Lines holding the word "suggestion" are the ones to copy from the data below.

(Beginning of Records)

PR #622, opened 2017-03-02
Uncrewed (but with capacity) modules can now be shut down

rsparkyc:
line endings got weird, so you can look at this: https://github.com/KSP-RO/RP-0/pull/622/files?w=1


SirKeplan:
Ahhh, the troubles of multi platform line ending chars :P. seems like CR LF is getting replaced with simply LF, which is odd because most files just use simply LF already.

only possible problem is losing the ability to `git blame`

(End of Records)
(Beginning of Records)

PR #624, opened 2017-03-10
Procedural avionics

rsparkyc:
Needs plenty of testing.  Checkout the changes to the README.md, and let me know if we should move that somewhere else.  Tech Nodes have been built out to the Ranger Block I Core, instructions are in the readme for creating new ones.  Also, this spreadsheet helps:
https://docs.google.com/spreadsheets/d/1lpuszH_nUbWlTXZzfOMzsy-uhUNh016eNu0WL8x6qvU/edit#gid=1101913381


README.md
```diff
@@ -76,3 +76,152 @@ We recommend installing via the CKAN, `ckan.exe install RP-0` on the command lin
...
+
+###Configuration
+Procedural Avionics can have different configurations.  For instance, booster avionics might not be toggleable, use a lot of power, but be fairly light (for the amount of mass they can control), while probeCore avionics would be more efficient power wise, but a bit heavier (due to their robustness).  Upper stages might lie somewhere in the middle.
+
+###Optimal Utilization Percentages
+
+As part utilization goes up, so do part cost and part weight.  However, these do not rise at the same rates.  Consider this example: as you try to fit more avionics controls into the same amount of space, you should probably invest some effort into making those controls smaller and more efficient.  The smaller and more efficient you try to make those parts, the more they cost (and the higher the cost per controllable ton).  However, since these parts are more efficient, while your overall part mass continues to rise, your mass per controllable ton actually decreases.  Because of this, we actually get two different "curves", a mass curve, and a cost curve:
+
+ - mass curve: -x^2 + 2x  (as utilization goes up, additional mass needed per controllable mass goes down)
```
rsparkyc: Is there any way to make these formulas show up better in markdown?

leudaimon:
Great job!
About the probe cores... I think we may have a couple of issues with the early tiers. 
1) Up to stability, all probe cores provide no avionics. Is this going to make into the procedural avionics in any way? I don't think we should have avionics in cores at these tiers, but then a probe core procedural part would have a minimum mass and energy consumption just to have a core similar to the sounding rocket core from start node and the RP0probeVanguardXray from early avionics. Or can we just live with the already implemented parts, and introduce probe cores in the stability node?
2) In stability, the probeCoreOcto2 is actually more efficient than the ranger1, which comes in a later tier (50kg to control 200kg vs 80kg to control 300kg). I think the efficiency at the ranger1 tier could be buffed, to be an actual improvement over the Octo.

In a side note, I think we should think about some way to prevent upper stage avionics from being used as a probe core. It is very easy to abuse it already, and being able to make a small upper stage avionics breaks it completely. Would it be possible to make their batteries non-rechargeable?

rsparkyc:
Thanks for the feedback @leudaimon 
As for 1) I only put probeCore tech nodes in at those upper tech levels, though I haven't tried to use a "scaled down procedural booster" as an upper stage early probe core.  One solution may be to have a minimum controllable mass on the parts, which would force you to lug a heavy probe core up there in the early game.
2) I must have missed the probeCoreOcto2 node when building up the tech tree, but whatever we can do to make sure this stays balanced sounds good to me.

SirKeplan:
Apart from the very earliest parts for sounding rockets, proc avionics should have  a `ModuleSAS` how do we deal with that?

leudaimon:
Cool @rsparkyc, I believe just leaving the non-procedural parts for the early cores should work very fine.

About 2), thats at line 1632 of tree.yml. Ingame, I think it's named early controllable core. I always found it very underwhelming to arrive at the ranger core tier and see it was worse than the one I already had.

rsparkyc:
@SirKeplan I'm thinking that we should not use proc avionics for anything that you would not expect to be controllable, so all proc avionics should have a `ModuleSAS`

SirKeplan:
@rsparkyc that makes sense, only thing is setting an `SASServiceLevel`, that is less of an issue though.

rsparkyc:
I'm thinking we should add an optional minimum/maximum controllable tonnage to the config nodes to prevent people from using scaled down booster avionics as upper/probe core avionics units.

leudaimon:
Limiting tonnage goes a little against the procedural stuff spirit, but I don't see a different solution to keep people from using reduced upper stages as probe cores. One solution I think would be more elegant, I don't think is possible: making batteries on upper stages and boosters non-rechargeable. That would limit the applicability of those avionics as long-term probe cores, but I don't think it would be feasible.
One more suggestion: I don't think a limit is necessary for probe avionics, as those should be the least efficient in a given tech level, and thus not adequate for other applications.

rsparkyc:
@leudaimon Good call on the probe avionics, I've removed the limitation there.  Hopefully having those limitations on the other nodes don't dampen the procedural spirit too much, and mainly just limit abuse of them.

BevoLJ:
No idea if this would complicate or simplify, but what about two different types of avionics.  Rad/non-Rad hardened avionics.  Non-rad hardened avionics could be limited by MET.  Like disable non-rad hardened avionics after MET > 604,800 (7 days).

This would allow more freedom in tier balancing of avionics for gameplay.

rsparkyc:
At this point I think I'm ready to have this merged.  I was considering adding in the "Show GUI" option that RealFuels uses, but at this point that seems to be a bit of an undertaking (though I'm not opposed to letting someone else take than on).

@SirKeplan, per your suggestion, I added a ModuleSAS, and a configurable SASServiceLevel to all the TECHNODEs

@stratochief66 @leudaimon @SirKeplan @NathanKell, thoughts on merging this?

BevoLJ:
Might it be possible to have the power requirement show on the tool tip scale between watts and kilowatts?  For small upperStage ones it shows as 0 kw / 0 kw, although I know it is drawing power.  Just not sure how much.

(End of Records)

Answer area
One more suggestion: I don't think a limit is necessary for probe avionics, as those should be the least efficient in a given tech level, and thus not adequate for other applications.
@SirKeplan, per your suggestion, I added a ModuleSAS, and a configurable SASServiceLevel to all the TECHNODEs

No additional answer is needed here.